--- What to produce ---
Your response should be the complete listing, copied exactly.

-- Opening Marker --

PR #6174, opened 2017-05-05
Make install llvm

mppf:
* Improves debugging output from --print-chpl-settings
* Adds some commented out debugging code to uti/config/compileline to help next time
* Fixes make install + --llvm

The --llvm compiles use the compileline script, so install that.  (It also might be useful in some cases when bulding C code to be integrated with Chapel).

Then, modify compileline to set CHPL_MAKE_RUNTIME_LIB, CHPL_MAKE_RUNTIME_INCL, and CHPL_MAKE_THIRD_PARTY. It was already setting CHPL_MAKE_HOME but these others need to be set too in order for the installed Make to work correctly.

Passed full local testing.

### DIFF
--- a/util/config/compileline
+++ b/util/config/compileline
@@ -28,6 +28,15 @@ if( defined $ENV{"CHPL_HOME"} ) {
 }
 
 $ENV{"CHPL_MAKE_HOME"} = $chpl_home_dir;
+if( defined $ENV{"CHPL_RUNTIME_LIB"} ) {
+  $ENV{"CHPL_MAKE_RUNTIME_LIB"} = $ENV{"CHPL_RUNTIME_LIB"}
+}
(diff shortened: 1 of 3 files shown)


mppf:
@ben-albrecht - could you review? thanks

util/config/compileline
```diff
@@ -37,6 +46,15 @@ $make = "$make --no-print-directory";
 
 sub mysystem {
   my $cmd = shift;
+
+  # Uncomment for debug output
```
ben-albrecht: Would this be used frequently enough to control by a flag rather than uncommenting the code?

mppf: I'm not sure yet... I needed it to do this. How about we turn it in to a flag if we need it again?

PR #6175, opened 2017-05-05
Dynamically Loading Generics CHIP

mppf:
Adds a CHIP that discusses strategies for dynamically loading Chapel code, especially considering generic code.

- [x] move the new chip to the next number


mppf:
@benharsh, I don't think this technically requires review, but since we were discussing this document... do you have any suggestions for adjustments to do to it before it is merged?

PR #6176, opened 2017-05-05
Add param and type versions of the Reflection.getField() functions

daviditen:
If the field to get is a param or a type, the getField() functions can
return a param or type.

Added a test to check that this is working.  Removed standard module
line numbers from .good files for two tests and added .prediff scripts to
strip them from the output.

Passed full local paratest with --verify.


mppf:
Cool, looks good.

daviditen:
Thank you!

PR #6177, opened 2017-05-05
Add AstCount, --print-module-resolution prints counts

mppf:
I thought it would be interesting to investigate how many AST nodes were involved in each module. We could use this information to trim down the amount of AST that the compiler automatically includes.

So this PR does three things:

1) It adds a new AST visitor, AstCount, that counts the various kinds of AST elements
2) It adjusts the handling of --print-module-resolution to count the number of AST elements within each module after that module is resolved and to print out the total. This is not necessarily the best place to gather this information but it was easy to add.
3) It adds a test of --print-module-resolution that is designed to not become a maintenance burden.

- [x] full local testing

### DIFF
--- a/compiler/AST/AstCount.cpp
+++ b/compiler/AST/AstCount.cpp
@@ -1,0 +1,262 @@
+/*
+ * Copyright 2004-2017 Cray Inc.
+ * Other additional copyright holders may be indicated within.
+ *
+ * The entirety of this work is licensed under the Apache License,
+ * Version 2.0 (the "License"); you may not use this file except
+ * in compliance with the License.
+ *
+ * You may obtain a copy of the License at
+ *
+ *     http://www.apache.org/licenses/LICENSE-2.0
+ *
+ * Unless required by applicable law or agreed to in writing, software
+ * distributed under the License is distributed on an "AS IS" BASIS,
+ * WITHOUT WARRANTIES OR CONDITIONS OF ANY KIND, either express or implied.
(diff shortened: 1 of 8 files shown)


compiler/include/AstCount.h
```diff
@@ -0,0 +1,145 @@
...
+  virtual void   exitCForLoop        (CForLoop*          node);
+
+  virtual bool   enterForLoop        (ForLoop*           node);
+  virtual void   exitForLoop         (ForLoop*           node);
+
+  virtual bool   enterParamForLoop   (ParamForLoop*      node);
+  virtual void   exitParamForLoop    (ParamForLoop*      node);
+
+  virtual bool   enterCondStmt       (CondStmt*          node);
+  virtual void   exitCondStmt        (CondStmt*          node);
```
daviditen: Above this line the order of the declarations and the definitions in AstCount.cpp are the same, below this line they are not.  It would be nice to have the order match all the way.

compiler/AST/AstCount.cpp
```diff
@@ -0,0 +1,262 @@
...
+ */
+
+#include "AstCount.h"
+
+
+AstCount::AstCount() {
+#define init_members(type) num##type = 0
+foreach_ast(init_members);
+#undef init_members
+
```
daviditen: Would be nice to put a comment here like in the other places you had to handle things not covered by the macro.

PR #6181, opened 2017-05-05
Miscellaneous c2chapel improvements

benharsh:
- Map 'unsigned' type to 'c_uint'
- Map 'FILE' type to '_file'
- Avoid generating structs, arguments, and functions with identifiers that
  are also Chapel keywords
- Fix bug related to returning a c_fn_ptr
- Generate an overload for empty varargs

-- Closing Marker --

--- Expected answer ---
PR #6174, opened 2017-05-05
Make install llvm

mppf:
* Improves debugging output from --print-chpl-settings
* Adds some commented out debugging code to uti/config/compileline to help next time
* Fixes make install + --llvm

The --llvm compiles use the compileline script, so install that.  (It also might be useful in some cases when bulding C code to be integrated with Chapel).

Then, modify compileline to set CHPL_MAKE_RUNTIME_LIB, CHPL_MAKE_RUNTIME_INCL, and CHPL_MAKE_THIRD_PARTY. It was already setting CHPL_MAKE_HOME but these others need to be set too in order for the installed Make to work correctly.

Passed full local testing.

### DIFF
--- a/util/config/compileline
+++ b/util/config/compileline
@@ -28,6 +28,15 @@ if( defined $ENV{"CHPL_HOME"} ) {
 }
 
 $ENV{"CHPL_MAKE_HOME"} = $chpl_home_dir;
+if( defined $ENV{"CHPL_RUNTIME_LIB"} ) {
+  $ENV{"CHPL_MAKE_RUNTIME_LIB"} = $ENV{"CHPL_RUNTIME_LIB"}
+}
(diff shortened: 1 of 3 files shown)


mppf:
@ben-albrecht - could you review? thanks

util/config/compileline
```diff
@@ -37,6 +46,15 @@ $make = "$make --no-print-directory";
 
 sub mysystem {
   my $cmd = shift;
+
+  # Uncomment for debug output
```
ben-albrecht: Would this be used frequently enough to control by a flag rather than uncommenting the code?

mppf: I'm not sure yet... I needed it to do this. How about we turn it in to a flag if we need it again?

PR #6175, opened 2017-05-05
Dynamically Loading Generics CHIP

mppf:
Adds a CHIP that discusses strategies for dynamically loading Chapel code, especially considering generic code.

- [x] move the new chip to the next number


mppf:
@benharsh, I don't think this technically requires review, but since we were discussing this document... do you have any suggestions for adjustments to do to it before it is merged?

PR #6176, opened 2017-05-05
Add param and type versions of the Reflection.getField() functions

daviditen:
If the field to get is a param or a type, the getField() functions can
return a param or type.

Added a test to check that this is working.  Removed standard module
line numbers from .good files for two tests and added .prediff scripts to
strip them from the output.

Passed full local paratest with --verify.


mppf:
Cool, looks good.

daviditen:
Thank you!

PR #6177, opened 2017-05-05
Add AstCount, --print-module-resolution prints counts

mppf:
I thought it would be interesting to investigate how many AST nodes were involved in each module. We could use this information to trim down the amount of AST that the compiler automatically includes.

So this PR does three things:

1) It adds a new AST visitor, AstCount, that counts the various kinds of AST elements
2) It adjusts the handling of --print-module-resolution to count the number of AST elements within each module after that module is resolved and to print out the total. This is not necessarily the best place to gather this information but it was easy to add.
3) It adds a test of --print-module-resolution that is designed to not become a maintenance burden.

- [x] full local testing

### DIFF
--- a/compiler/AST/AstCount.cpp
+++ b/compiler/AST/AstCount.cpp
@@ -1,0 +1,262 @@
+/*
+ * Copyright 2004-2017 Cray Inc.
+ * Other additional copyright holders may be indicated within.
+ *
+ * The entirety of this work is licensed under the Apache License,
+ * Version 2.0 (the "License"); you may not use this file except
+ * in compliance with the License.
+ *
+ * You may obtain a copy of the License at
+ *
+ *     http://www.apache.org/licenses/LICENSE-2.0
+ *
+ * Unless required by applicable law or agreed to in writing, software
+ * distributed under the License is distributed on an "AS IS" BASIS,
+ * WITHOUT WARRANTIES OR CONDITIONS OF ANY KIND, either express or implied.
(diff shortened: 1 of 8 files shown)


compiler/include/AstCount.h
```diff
@@ -0,0 +1,145 @@
...
+  virtual void   exitCForLoop        (CForLoop*          node);
+
+  virtual bool   enterForLoop        (ForLoop*           node);
+  virtual void   exitForLoop         (ForLoop*           node);
+
+  virtual bool   enterParamForLoop   (ParamForLoop*      node);
+  virtual void   exitParamForLoop    (ParamForLoop*      node);
+
+  virtual bool   enterCondStmt       (CondStmt*          node);
+  virtual void   exitCondStmt        (CondStmt*          node);
```
daviditen: Above this line the order of the declarations and the definitions in AstCount.cpp are the same, below this line they are not.  It would be nice to have the order match all the way.

compiler/AST/AstCount.cpp
```diff
@@ -0,0 +1,262 @@
...
+ */
+
+#include "AstCount.h"
+
+
+AstCount::AstCount() {
+#define init_members(type) num##type = 0
+foreach_ast(init_members);
+#undef init_members
+
```
daviditen: Would be nice to put a comment here like in the other places you had to handle things not covered by the macro.

PR #6181, opened 2017-05-05
Miscellaneous c2chapel improvements

benharsh:
- Map 'unsigned' type to 'c_uint'
- Map 'FILE' type to '_file'
- Avoid generating structs, arguments, and functions with identifiers that
  are also Chapel keywords
- Fix bug related to returning a c_fn_ptr
- Generate an overload for empty varargs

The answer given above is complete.